→ **Brief**
Starting at the line below holding "Chrome, PC, Staging1" and stopping at the line holding "1. The first", print every line exactly, both ends included, and leave the rest out.

→ **Data for this exercise**

Issue #2505, opened 2018-07-27
[Subscriptions][Stock] If I edit a subscription while open, I can go into negative stock levels


sstead:
## Description
I'm a shop manager and I have an open order cycle with open subscription orders attached. A product is on zero stock. I edit one of the open susbcriptions, to add this item to the subscription. The stock level goes into negative values, even though my instance is set to not allow backorders. The sub order will be confirmed with this product in it at the close of the OC.

## Expected Behavior
The item should be added to the susbcription, but there's insufficient stock, so the customer should get 0 QTY.

## Actual Behavior
Rather than the customer getting 0 QTY of the product that was added to their subscription, they get the amount that was added, but the stock level goes into -ve values.

## Steps to Reproduce
1. Setup a shedule OC with an open subsccription in it.
2. Set the on hand value of a product that's not in the susbcription to zero. 
3. Now edit this susbcription and add the product with zero stock to it.
4. See if the stock level goes to -ve.
5. You'll see the order get confirmed as though there was enough stock on hand, when really the order should have 0 QTY for that item.

## Animated Gif/Screenshot
https://www.useloom.com/share/b164f07ce7984eaf8cdd09c2c725eb1c

## Context
This could arise when subs is used broadly. We need to be confident that the stock control functionality isn't compromised because it's a central OFN feature.

## Severity
s2 

## Your Environment
Staging1
PC Chrome

## Possible Fix
Ensure that stock level is checked when a sub is edited, if stock level is zero, the sub order should have 0 QTY and insufficient stock messaging.

daniellemoorhead:
@sstead this is listed as a severity 2 bug yet it hasn't come up in our conversations about what needs to be completed for subscriptions to be "done" for now.

Is this actually an s2? Is it needed? Any s2 bugs are supposed to be picked up as a priority...yet this one seems to have slipped through without being noticed....

What should we do with it?

sstead:
Eeep sorry. Yes this needs fixing, before subs is used more widely. Its not super likely to occur (maybe a case for s3) but it’s a bug in a core feature (stock control) so could also be s2?

daniellemoorhead:
@kirstenalarsen @myriamboure @RachL what do you think? Worthy of an s2? Should be fixed ASAP?

kirstenalarsen:
i think s3 - not catastrophic if it does happen, they can workaround / amend order, likely only a few - I'd say s3

kristinalim:
[...]

PR #3904, opened 2019-06-06
Fix ofn-on-hand directive and fix usage of variant.on_hand in subscriptions order factory

### LINKED ISSUE #2507: FrontOffice - Edit Completed Order - If product stock level is zero, customer can't adjust quantity
## Description
I'm a customer with a subscription. In my order I received QTY 4 of a product, these were the last 4 in stock, there's now an on hand value of zero for that product. I, the customer, go to edit my order (because my shop allows me to) as I only now want 2 of that product. I find that I can't change the qty and see an error message 'there is zero in stock'. I should be able to reduce my order to 3,2, or 1. But I can only have zero, or leave my order as it is at 4.

## Steps to Reproduce
1. Create a sub order where the order purchases all the remaining stock for an item.
2. Make sure the shop allows customers to edit orders
3. As the customer view your order and try to change the QTY for that item. You'll see the bug.

## Animated Gif/Screenshot
https://www.useloom.com/share/8a583f5fc1544beeb99942af551f3f35

## Context
I'm trying to edit a sub order. 
This may occur for regular orders in shops that allow changes too. 

## Severity
s3

## Your Environment
Chrome, PC, Staging1

## Possible Fix
Allow me to reduce the qty, and return any items to on hand stock.

luisramos0:
#### What? Why?

Closes #2507

This PR fixes two problems, I leave them in the same PR because they are closely related.

1. The first one is the fix to #2507 where the ofn-on-hand directive was not taking the finalized quantity to calculate how much _more_ stock is available to add to the completed order.

2. The other problem this PR is fixing is a problem introduced in https://github.com/openfoodfoundation/openfoodnetwork/commit/12eab1bfa9b8e6ece85c1e5dd6e3691beda1d687#diff-c3c4192f302cc77e9a8547012fe86ddb, since then variant.on_hand does not return infinity if variant is on_demand and subscriptions code was not adapted to that change at the time. This PR fixes that. I believe this problem was not seen yet in subscriptions because most of subs code works with skip_stock_check enabled.

#### What should we test?
We need to test 2507 is fixed.
the change in subscriptions code is covered with a auto test and should be verified with #2505 

#### Release notes
Changelog Category: Fixed
When editing completed orders, user will now see the correct out of stock warnings that match the actual stock available.

### DIFF
--- a/app/assets/javascripts/darkswarm/directives/on_hand.js.coffee
+++ b/app/assets/javascripts/darkswarm/directives/on_hand.js.coffee
@@ -13,9 +13,7 @@ Darkswarm.directive "ofnOnHand", ->
       ngModel.$setDirty = setDirty
 
     ngModel.$parsers.push (viewValue) ->
-      on_hand = parseInt(attr.ofnOnHand)
-      finalized_quantity = parseInt(attr.finalizedquantity)
-      available_quantity = on_hand + finalized_quantity
+      available_quantity = scope.available_quantity()
       if parseInt(viewValue) > available_quantity
         alert t("js.insufficient_stock", {on_hand: available_quantity})
         viewValue = available_quantity
@@ -23,3 +21,8 @@ Darkswarm.directive "ofnOnHand", ->
         ngModel.$render()
 
       viewValue
+
+    scope.available_quantity = ->
+      on_hand = parseInt(attr.ofnOnHand)
+      finalized_quantity = parseInt(attr.finalizedquantity) || 0 # finalizedquantity is optional
+      on_hand + finalized_quantity
--- a/app/assets/javascripts/darkswarm/directives/on_hand.js.coffee
+++ b/app/assets/javascripts/darkswarm/directives/on_hand.js.coffee
@@ -14,9 +14,11 @@ Darkswarm.directive "ofnOnHand", ->
 
     ngModel.$parsers.push (viewValue) ->
       on_hand = parseInt(attr.ofnOnHand)
-      if parseInt(viewValue) > on_hand
-        alert t("js.insufficient_stock", {on_hand: on_hand})
-        viewValue = on_hand
+      finalized_quantity = parseInt(attr.finalizedquantity)
+      available_quantity = on_hand + finalized_quantity
+      if parseInt(viewValue) > available_quantity
+        alert t("js.insufficient_stock", {on_hand: available_quantity})
+        viewValue = available_quantity
         ngModel.$setViewValue viewValue
         ngModel.$render()
 
--- a/app/views/spree/orders/_line_item.html.haml
+++ b/app/views/spree/orders/_line_item.html.haml
@@ -22,7 +22,8 @@
   %td.text-right.cart-item-price{"data-hook" => "cart_item_price"}
     = line_item.single_display_amount_with_adjustments.to_html
   %td.text-center.cart-item-quantity{"data-hook" => "cart_item_quantity"}
-    = item_form.number_field :quantity, :min => 0, "ofn-on-hand" => "#{variant.on_demand && 9999 || variant.on_hand}", "ng-model" => "line_item_#{line_item.id}", :class => "line_item_quantity", :size => 5
+    - finalized_quantity = @order.completed? ? line_item.quantity : 0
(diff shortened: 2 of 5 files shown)


app/views/spree/orders/_line_item.html.haml
```diff
@@ -22,7 +22,8 @@
   %td.text-right.cart-item-price{"data-hook" => "cart_item_price"}
     = line_item.single_display_amount_with_adjustments.to_html
   %td.text-center.cart-item-quantity{"data-hook" => "cart_item_quantity"}
-    = item_form.number_field :quantity, :min => 0, "ofn-on-hand" => variant.on_hand, "ng-model" => "line_item_#{line_item.id}", :class => "line_item_quantity", :size => 5
+    - finalized_quantity = @order.completed? ? line_item.quantity : 0
```
sauloperez: Is the line_item.quantity column nullable? I'd like to trust its value to be an integer because we'll end up with lots of defensive programming otherwise.

app/assets/javascripts/darkswarm/directives/on_hand.js.coffee
```diff
@@ -13,11 +13,16 @@ Darkswarm.directive "ofnOnHand", ->
...
+        viewValue = available_quantity
         ngModel.$setViewValue viewValue
         ngModel.$render()
 
       viewValue
+
+    scope.available_quantity = ->
+      on_hand = parseInt(attr.ofnOnHand)
+      finalized_quantity = parseInt(attr.finalizedquantity) || 0 # finalizedquantity is optional
+      on_hand + finalized_quantity
```
sauloperez: IMO this deserves some unit testing

app/views/spree/orders/_line_item.html.haml
luisramos0: I am not sure I understand your comment.
do you say that because you think this ternary op is defensive programming?
this is not defensive programming, this is calculating finalized_quantity (stock already taken from stock levels) and the finalized_quantity is not line_item.quantity if order is not complete because the stock was not finalized yet (taken from stock levels). do you see the point or do you mean something else?

luisramos0: maybe I need to add a comment to the code explaining this?

app/assets/javascripts/darkswarm/directives/on_hand.js.coffee
luisramos0: yeah, agree but we only have one directive unit test. I gave it a try to create one for this now but it's not working... I remember I spent a huge amount of time in the past trying to test one directive without success...
and this one in particular using "ngModel.$setViewValue"...

app/views/spree/orders/_line_item.html.haml
mkllnk: I guess that he meant if `line_item.quantity` can be nil, we need to add more defensive programming here (and return 0 instead). But I just checked the schema and `quantity` can't be null in the database. So it shouldn't be nil here either.

app/assets/javascripts/darkswarm/directives/on_hand.js.coffee
sauloperez: can we then create a tech debt issue with the problems you had :pray: ?

app/views/spree/orders/_line_item.html.haml
sauloperez: yes, that's my point. I wanted to be sure we are not defending against `line_item.quantity` being nil. That's a DB responsibility in this case.

app/assets/javascripts/darkswarm/directives/on_hand.js.coffee
luisramos0: ah, yes, great point, I'll do that.
I dont know exactly what were the problems I had but a tech debt issue for angular directive unit tests will be good!

luisramos0: here: https://github.com/openfoodfoundation/openfoodnetwork/issues/3947

app/views/spree/orders/_line_item.html.haml
luisramos0: ok, thanks for clarifying. we are not defending here and we dont need to :-)

RachL:
@luisramos0 just to be sure, is this closing #2505 as well?

luisramos0:
@RachL no, 2505 is a different problem.
I rebased this one to resolve conflicts. ready for testing.

RachL:
The bug in #2507 is now solved: I can reduce my quantity with no errors. If I try to increase it above the the existing stock, I see an error. Overall subscriptions are working as usual. This is ready to go!

image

→ **Response to the exercise**
Chrome, PC, Staging1

## Possible Fix
Allow me to reduce the qty, and return any items to on hand stock.

luisramos0:
#### What? Why?

Closes #2507

This PR fixes two problems, I leave them in the same PR because they are closely related.

1. The first one is the fix to #2507 where the ofn-on-hand directive was not taking the finalized quantity to calculate how much _more_ stock is available to add to the completed order.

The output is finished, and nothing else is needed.